The situation with CBOR illustrates a difference of design philosophy that I think is of much wider relevance. Consider the normal process of engineering design:
1) Use use cases to develop requirements
2) Perform triage on requirements to focus on most important ones and
3) Implement
4) Test, if necessary return to 1, 2, 3
What makes platform standards different is that the criteria for performing triage are very different. In normal engineering the engineer talks to the product manager and puts a dollar cost on each of the various features the product manager asks for. Which is often guesswork but the engineer is the person who will suffer if the guess is wrong.
[If the engineer works for Dilbert's boss, it is the pointy haired one who makes the commitments]
In platform engineering the ultimate use of the platform is unknown and so triage is not driven by a cost/benefit analysis in the same way. So what tends to happen is that Working Groups attempt to limit the requirements to the absolute minimum in order to make the specification as simple as possible.
The unfortunate fact is that this frequently produces the exact opposite outcome. PKIX is a very complex standard because it has grown to meet requirements organically. As a result it has three certificate issue protocols, two mechanisms for revocation and still lacks a standardized discovery protocol. When I was asked to design a successor for PKIX in XML back in 2000, I implemented every feature of PKIX in a 20 page spec. The spec later formed the basis for the assertion layer in SAML and XKMS where they did get larger, but nowhere near as large as PKIX.

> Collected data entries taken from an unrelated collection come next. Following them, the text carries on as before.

PR #158, opened 2020-06-08
Adds basic unit tests

benthomasson:
These unit tests test whether a component can be loaded and shallowly rendered.   This might be useful in the upgrade to patternfly 2020.07 process.  It also raises the coverage above 0% for many files.


brumik:
You added unit tests to my `Utilities/colour` faster than I even finalized the PR :smile: #149

Also now we have duplicated tests for charts: 3a03051af288a6ac4ac363c4d388cc0dcdb4fbee

benthomasson:
@brumik feel free to replace any of my tests with better ones.

Issue #75, opened 2020-02-19
Annotate org automation with success rates


benthomasson:
When we show automation for an organization, we should also show the success/failure rate of that automation.

E.g. "Weyland Yutani Organization: 33% (75% successful)"

benthomasson:
This should appear on the Organizational Status and the Jobs by Organization tooltips.

jctanner:
@benthomasson  Are you talking about this card's piechart tips hover over thingy? ...

file:///home/jtanner/Desktop/Screenshot%20from%202020-06-03%2012-41-55.png

benthomasson:
@jctanner yes that is correct.

jctanner:
The elements of the tooltip are current aligned vertically to fit within the bounds of the graph, so a new element would likely have to go below the total jobs versus horizontally aligned ...

![success](https://user-images.githubusercontent.com/1869705/83677495-43e00680-a5aa-11ea-8733-fb30ccc4d6ea.png)

Does it make sense to also qualify the total percentage as well? If the legend depicts an integer for job count, and there's going to be a new element to depict the percentage of failures ... the "total" percent might be construed as the total number of failures rather than percentage of all jobs in the cluster.

jctanner:
resolved by https://github.com/RedHatInsights/tower-analytics-frontend/pull/157

jctanner:
@appuk sure, I'll try to look at it today.

jctanner:
reopening for testing

appuk:
I apologize for not doing this earlier 😄 
Verified the tooltip for success rates, looks good 👍 
![Screen Shot 2020-06-23 at 11 43 26 AM](https://user-images.githubusercontent.com/11617351/85425230-ee629e00-b546-11ea-890f-b3337c22fac3.png)
![Screen Shot 2020-06-23 at 11 43 32 AM](https://user-images.githubusercontent.com/11617351/85425237-f0c4f800-b546-11ea-820f-c782b9a2e5c2.png)

PR #163, opened 2020-06-11
refactor piechart tooltip to understand the data shape

jctanner:
addresses https://github.com/RedHatInsights/tower-analytics-frontend/issues/75


benthomasson:
Does this delay the drawing until it is moused over?

jctanner:
@benthomasson correct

So I think the approach is broken. Instead of trying to do triage by limiting use cases and requirements before considering design alternatives we should instead rank them. So no use case that meets a minimal criteria of plausibility is rejected but it is understood that the final design need not cover all the use cases.
The reason for taking this approach is that having to deal with a large number of requirements forces people to consider a higher level of abstraction rather than the 'one off' approach that tries to avoid complexity in the short term by adopting design approaches that are sure to result in horrors later.